さて、学会で報告していること、現在原稿に書いていること以外で、授業準備を進めている間に気付くこと、発見することというのは実は非常に多い。最近では、院ゼミで『法苑珠林』を読み進めてゆくなかで、『捜神記』などに語られる蜀の化け物の話(例えば、猿のようで人間の女性を掠っていって子を産ませ、その子孫を名乗る氏族があるという「猳国」の話、虎に変身できるという民族 貙の話など)が、どうやら四川・雲南・貴州などの少数民族を、漢民族がオリエンタリズム的に表現したらしいことがみえてきた。事実、イ族などは虎トーテムである。貙とはそのままイ族を意味する可能性もある。また、これらの物語の文章表現は、柳田国男が『遠野物語』で強調した山男譚にも重なってくる。両者が直接的に繋がってくることはないかも知れないが(柳田が『捜神記』や『法苑珠林』をみて書いたなど)、アジア的オリエンタリズムというか、他者表象の創られ方の問題からするといろいろ興味深い。

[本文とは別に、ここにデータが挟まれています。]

PR #9578, opened 2022-08-01
Full rapidjson dev

TrifleMichael:
Added two functions to CCDBApi:

browse() - retrieves the /browse/ result from all servers in hostsPool and concatenates them into one string in JSON format. In case of duplicate ids the function takes the object from the server that comes earlier in the hostsPool, in order to mimick a /browse/ response from all servers.

latest() - same as browse() but for the /latest/ call. Removes duplicate ids and paths, prioritizing objects coming from servers earlier in the hostsPool.

If needed, contact me at michal.dominik.trzebuniak@cern.ch


ktf:
Thank you for your contribution. Would you be so kind to squash your commits, please?

TrifleMichael:
Of course, the code should be more readable now.

PR #9581, opened 2022-08-01
Add add function to work with strings

njacazio:
This allows to switch from e.g. 
`histos.add(hnsigma[id].data(), axisTitle, kTH2F, {pAxis, nSigmaAxis});`
to 
`histos.add(hnsigma[id], axisTitle, kTH2F, {pAxis, nSigmaAxis});`
when using arrays to initialize histograms.
This can also be done locally with helper functions but probably it's best to have it in the parent class

### DIFF
--- a/Framework/Core/include/Framework/HistogramRegistry.h
+++ b/Framework/Core/include/Framework/HistogramRegistry.h
@@ -93,7 +93,7 @@ class HistogramRegistry
   HistPtr add(const HistogramSpec& histSpec);
   HistPtr add(char const* const name, char const* const title, const HistogramConfigSpec& histConfigSpec, bool callSumw2 = false);
   HistPtr add(char const* const name, char const* const title, HistType histType, const std::vector<AxisSpec>& axes, bool callSumw2 = false);
-  HistPtr add(std::string_view name, char const* const title, HistType histType, const std::vector<AxisSpec>& axes, bool callSumw2 = false);
+  HistPtr add(const std::string& name, char const* const title, HistType histType, const std::vector<AxisSpec>& axes, bool callSumw2 = false);
 
   template <typename T>
   std::shared_ptr<T> add(char const* const name, char const* const title, const HistogramConfigSpec& histConfigSpec, bool callSumw2 = false);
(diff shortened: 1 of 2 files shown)


njacazio:
@mario-krueger

Framework/Core/include/Framework/HistogramRegistry.h
```diff
@@ -93,6 +93,7 @@ class HistogramRegistry
   HistPtr add(const HistogramSpec& histSpec);
   HistPtr add(char const* const name, char const* const title, const HistogramConfigSpec& histConfigSpec, bool callSumw2 = false);
   HistPtr add(char const* const name, char const* const title, HistType histType, const std::vector<AxisSpec>& axes, bool callSumw2 = false);
+  HistPtr add(const std::string_view& name, char const* const title, HistType histType, const std::vector<AxisSpec>& axes, bool callSumw2 = false);
```
ktf: I would drop the reference and const. string_view is cheap.

Framework/Core/src/HistogramRegistry.cxx
```diff
@@ -114,6 +114,11 @@ HistPtr HistogramRegistry::add(char const* const name, char const* const title,
   return insert({name, title, {histType, axes}, callSumw2});
 }
 
+HistPtr HistogramRegistry::add(const std::string_view& name, char const* const title, HistType histType, const std::vector<AxisSpec>& axes, bool callSumw2)
+{
+  return insert({name.data(), title, {histType, axes}, callSumw2});
```
ktf: a string_view is not necessarily null terminated. Is this taken into account?

Framework/Core/include/Framework/HistogramRegistry.h
njacazio: Thanks, done!

Framework/Core/src/HistogramRegistry.cxx
njacazio: Indeed, I moved to std:: string

njacazio:
Hi @ktf if you agree with the changes I would have this merged

PR #9582, opened 2022-08-01
 [EMCAL-776] Make bad channel scale factors streamable

jokonig:
- To be able to write an object of EMCALChannelScaleFactors to a root
file, add map<EnergyIntervals, float> to LinkDef
- Make class EnergyIntervals independent of EMCALChannelScaleFactors


mfasDa (approved):
Looks good

PR #9580, opened 2022-08-01
Suppress massive sorting in SVertexer

shahor02:
Hi @fmazzasc 

Here is it, could you check if suffers in efficiency wrt your version?  Note that with unconstrained TPC tracks enabled it is still quite slow in high rate pp, but at least it can profits from the multithreding: 
```
o2-secondary-vertexing-workflow $GLO_ARG  --vertexing-sources ITS-TPC,ITS-TPC-TRD,ITS-TPC-TOF,ITS-TPC-TRD-TOF,ITS,TPC,TOF,FT0,TRD --configKeyValues "keyval.output_dir=/dev/null;$VDRIFT;" --threads 6 --hbfutils-config o2_tfidinfo.root

[2791441:secondary-vertexing]: [14:53:57][INFO] Collected 4719724 positive and 3514131 negative seeds
[2791441:secondary-vertexing]: [14:57:32][INFO] Found 87135 V0s and 56093 cascades, timing: CPU: 1289.3 Real: 217.468 s
[2791443:secondary-vertex-writer]: [14:57:32][INFO] SecondaryVertexWriter pulled 87135 v0s
[2791441:secondary-vertexing]: [14:57:32][INFO] Secondary vertexing total timing: Cpu: 1.289e+03 Real: 2.175e+02 s in 1 slots, nThreads = 6
[2791443:secondary-vertex-writer]: [14:57:32][INFO] SecondaryVertexWriter pulled 56093 cascades
```

PR #9588, opened 2022-08-02
Release cuts in SVertexer

fmazzasc:
PR #9580 already rebased.

In this P.R. few cuts are released:
- DCAtoPV of daughter tracks from 0.1 to 0.05 (most intensive operation from computational point of view)
- DCAz and DCAXY of the cascade from 0.3 to 0.5
- maxDCAXYToMeanVertexV0Casc from 0.5 to 2
- Causality cut for bachelor removed as it is wrong since it does not take into account the geometry of the ITS. For example the 16 cm gap from L2 to L3 causes the loss of more than 50% of the bachelors, when the cut is applied.

The increase in CPU time has been evaluated in pp and Pb-Pb collisions. In pp the increase is negligible

**pp collisions at 500kHz**
- old cuts: Secondary vertexing total timing: Cpu: 1.900e+00 Real: 1.976e+00 s in 1 slots, nThreads = 1
- new cuts: Secondary vertexing total timing: Cpu: 1.920e+00 Real: 1.992e+00 s in 1 slots, nThreads = 1

**Pb-Pb collisions at 50kHz**
- old cuts: Secondary vertexing total timing: Cpu: 4.300e+00 Real: 4.376e+00 s in 1 slots, nThreads = 1
- new cuts: Secondary vertexing total timing: Cpu: 9.720e+00 Real: 9.797e+00 s in 1 slots, nThreads = 1

-----------------

The improvement in reconstruction efficiency for the Xi baryon is shown in the attached plot (more than a factor 2 increase)
c1

### DIFF
--- a/Detectors/Vertexing/include/DetectorsVertexing/SVertexer.h
+++ b/Detectors/Vertexing/include/DetectorsVertexing/SVertexer.h
@@ -122,8 +122,6 @@ class SVertexer
   std::vector<std::vector<Cascade>> mCascadesTmp;
   std::array<std::vector<TrackCand>, 2> mTracksPool{}; // pools of positive and negative seeds sorted in min VtxID
   std::array<std::vector<int>, 2> mVtxFirstTrack{};    // 1st pos. and neg. track of the pools for each vertex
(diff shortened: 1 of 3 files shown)


shahor02 (approved):
failures unrelated.

PR #9590, opened 2022-08-03
Alpide simulation response for Vbb=0V and Vbb=-3V

AlexBigO:
Implementation of the Vbb=0V charge-collection tables (on top of the Vbb=-3V ones already there).
Conversion of charged-collection tables from 810 .txt files to one .json file for each Vbb value.


iouribelikov:
@ktf @sawenzel @shahor02 
Hi Giulio, Sandro, Ruben.  Could not you help us with the "whitespace" check, please ?
There are two kinds of reported errors: "Indent code using spaces instead of tabs" and "Remove the trailing spaces at the end of the line".   Yes, one may guess what it actually means.   But is there a way to see the line number(s) where these errors happen ?  Or, what kind of "grep" should be applied, in order to find the problematic lines ?
Thank you very much,
Yura.

iouribelikov (dismissed):
For additional details about this PR, have a look at these slides:
https://indico.cern.ch/event/1186795/contributions/4986682/attachments/2487941/4272233/its_meeting_02-08-22.pdf

sawenzel:
Hi. I understand the motivation behind this transformation (reading many files from CVMFS over the network or local file system is not ideal) and thanks for reacting to my initial comments !

However, I am personally not convinced that the new proposition is a step forward. Essentially I see that

a) we have **4 million** of new lines of text to treat in git (maybe not critical but still maybe not necessary)

b) have text files of considerable size (22MB) that still need to be fetched from CVMFS ...**and also parsed** with a json parser during runtime. Note that the size of the new json file is also considerably larger than all the original 810 files taken
together.

Wouldn't it be more useful to convert these textual data into actual compressed binary objects ? I think we can by all means have a hybrid approach here:

a) keep text files that you can modify in git

b) convert these text files to a small compressed binary file for instance containing ROOT objects (by calling a conversion step during build)

c) install binary files as part of installation, not text files (eventually one could also install them via CCDB)

d) use these ROOT objects directly in the code, without needing to parse large text files

I cannot judge how critical this PR is now ... but maybe this is something that could be considered.

shahor02:
Hi, I agree with @sawenzel , I would consider converting it to CCDB object.

ktf:
@sawenzel I see there is a number of PRs which fail all with:

```
## sw/BUILD/O2-latest/log
448/448 Test #404: o2sim_hepmc ..........................................................................***Timeout 400.02 sec
```

I assume this is some timeout CCDB related? Or are we at the limit for that test?

PR #9592, opened 2022-08-03
DPL: fix InputProxy EoS

ktf:
An input proxy can be configured so that the out of band channel
has many connections for the same channel. We therefore need to
account for it when we try to propagate the end of stream, doing
so only when we have received as many end of streams as we have open
connections on the input channel.

### DIFF
--- a/Framework/Core/src/ExternalFairMQDeviceProxy.cxx
+++ b/Framework/Core/src/ExternalFairMQDeviceProxy.cxx
@@ -279,7 +279,8 @@ InjectorFunction dplModelAdaptor(std::vector<OutputSpec> const& filterSpecs, DPL
         if (DataSpecUtils::match(spec, OutputSpec{{header::gDataOriginAny, header::gDataDescriptionAny}}) ||
             DataSpecUtils::match(spec, query)) {
           channelName = channelRetriever(query, dph->startTime);
-          if (channelName.empty()) {
+          // We do not complain about DPL/EOS/0, since it's normal not to forward it.
+          if (channelName.empty() && DataSpecUtils::describe(query) != "DPL/EOS/0") {
             LOG(warning) << "can not find matching channel, not able to adopt " << DataSpecUtils::describe(query);
           }
           break;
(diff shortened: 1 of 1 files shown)


ktf:
@Barthelemy @knopers8 @dennisklein @teo @davidrohr this is part 1 of what we discussed. How can we check it?

knopers8:
thanks! if you build also QC and testing without a control system is enough, you can do this in three separate terminals:
```
o2-qc-run-producer --message-amount 100 | o2-qc --config json:///absolute/path/to/config.json --local --host localnode1 -b

o2-qc-run-producer --message-amount 100 | o2-qc --config json:///absolute/path/to/config.json --local --host localnode2 -b

o2-qc --config json://o2-qc --config json:///absolute/path/to/config.json --remote -b
```
where the json is:
```
{
  "qc": {
    "config": {
      "database": {
        "implementation": "CCDB",
        "host": "ccdb-test.cern.ch:8080",
        "username": "not_applicable",
        "password": "not_applicable",
        "name": "not_applicable"
      },
      "Activity": {
        "number": "42",
        "type": "2"
      },
      "monitoring": {
        "url": "infologger:///debug?qc"
      },
      "consul": {
        "url": ""
      },
      "conditionDB": {
        "url": "ccdb-test.cern.ch:8080"
      }
    },
    "tasks": {
      "MultiNodeLocal": {
        "active": "true",
        "className": "o2::quality_control_modules::skeleton::SkeletonTask",
        "moduleName": "QcSkeleton",
        "detectorName": "TST",
        "cycleDurationSeconds": "10",
        "maxNumberCycles": "-1",
        "dataSource_comment": "The other type of dataSource is \"direct\", see basic-no-sampling.json.",
        "dataSource": {
          "type": "dataSamplingPolicy",
          "name": "rnd-many"
        },
        "taskParameters": {},
        "location": "local",
        "localMachines": [
          "localnode1",
          "localnode2"
        ],
        "remoteMachine": "localhost",
        "remotePort": "30132",
        "mergingMode": "delta"
      }
    },
    "checks": {}
  },
  "dataSamplingPolicies": [
    {
      "id": "rnd-many",
      "active": "true",
      "machines": [
        "localnode1",
        "localnode2"
      ],
      "query": "random:TST/RAWDATA",
      "samplingConditions": [
        {
          "condition": "random",
          "fraction": "0.5",
          "seed": "1234"
        }
      ],
      "blocking": "false"
    }
  ]
}
```

ktf:
So, I just tried @knopers8 suggested test:

```
o2-qc-run-producer --message-amount 100 | o2-qc --config json:///$PWD/config.json --local --host localnode1 -b --completion-policy=wait
o2-qc-run-producer --message-amount 300 | o2-qc --config json:///$PWD/config.json --local --host localnode2 -b --completion-policy=wait
o2-qc --config json:///$PWD/config.json --remote -b
```

in three different shells and indeed the third workflow quits after 30s and not after 10. What I do not understand is the failing unit tests, as the same test works fine on my box. I am now trying to check with the static analyser.

Framework/Core/src/ExternalFairMQDeviceProxy.cxx
```diff
@@ -435,8 +436,21 @@ DataProcessorSpec specifyExternalFairMQDeviceProxy(char const* name,
       });
     };
     ctx.services().get<CallbackService>().set(CallbackService::Id::Start, channelConfigurationChecker);
+    static int numberOfEoS = 0;
+    numberOfEoS = 0;
```
knopers8, line 440: What if we put two proxies into one process? IIRC, this is/will be possible.

ktf: Ok, I can make the number of EoS received a property of the ChannelInfo. Let me refactor this a  bit.

ktf:
Merging this for now, since it solves the issue with the input proxy shutting down too early. I have added the support for multiple input proxies on my todo list.

PR #9599, opened 2022-08-04
Add verbose option for ITS DCS parser

ezradlesser:
Adding verbose option to the ITS DCS parser workflow which prints out the string being parsed by the workflow. This will be useful for debugging strings which are not properly parsed by the workflow.


ezradlesser:
Tagging @shahor02 for review -- many thanks :)

chiarazampolli:
Adding also @davidrohr , since @shahor02  is away.

ezradlesser:
The fullCI build error does not seem to be related to this PR.

PR #9600, opened 2022-08-04
Correctly flag FET for MID REG boards

dstocco:
In self-triggered events, the regional response is delayed compared to the local board one.
This was correctly accounted for in most cases, except when flagging the FET event.
Since the regional response is not used, the bug is harmless for physics, but it is of course better to fix it.


pillot (approved):

dstocco:
Errors seems unrelated. @ktf is it a known issue?

ktf:
I thought it was a  known issue in QC which @Barthelemy already fixed? Bart?

Barthelemy:
it is fixed but it seems that the test ran last Saturday.

dstocco:
Should I rebase and push to trigger a check? But I see that there are unrelated failures on other PRs...so not sure that the check will be successful...

ktf:
I just retriggered them.

PR #9601, opened 2022-08-05
[EMCAL-794] Added cell data producer

jokonig:
- data producer has emcal cells and emcal trigger as outputs
- cell energy and time can either be randomly created from exponential
and normal distributions or via a root input histogram from which random
values are taken
- the data producer is written for the bad channel and time calibration,
can however be used for all worflows which take emcal cells as input
- small fix in channel calibrator to recreate local root file if no file
exists yet


mfasDa:
CI error unrelated. @shahor02 @chiarazampolli @davidrohr @ktf could this be merged?

mfasDa (approved):
Sorry, forgot to submit the review and just approved as comment. Done now.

全学共通の日本史では人と動物の関係史を話しているが、北方ユーラシアの異類婚姻譚、動物の主神話などを調べていると、古代の典籍に出てくるようなモチーフが時折顔を出す。例えば、アムール川中流域に暮らすナーナイに伝わる、熊が人間の女性を掠って子孫を残すという話。ここでの主眼は、熊と人間とが血縁関係もしくは姻戚関係にあり、熊は親しい人間のもとへ皮や肉を届けてくれることになる。しかし、先ほどの猳国の物語との、言説形式における類似は著しい。社会に活きる神話の段階としてはナーナイの方が古層に属するはずだが、漢民族によって記述された猳国の物語の背景にも、かつて同様の異類婚姻譚が存在し機能していたであろうことが想像される。そこから、中沢新一氏のいう〈対称性〉の神話が、次第に別のベクトルへ変更されてゆく過程もみえてくる。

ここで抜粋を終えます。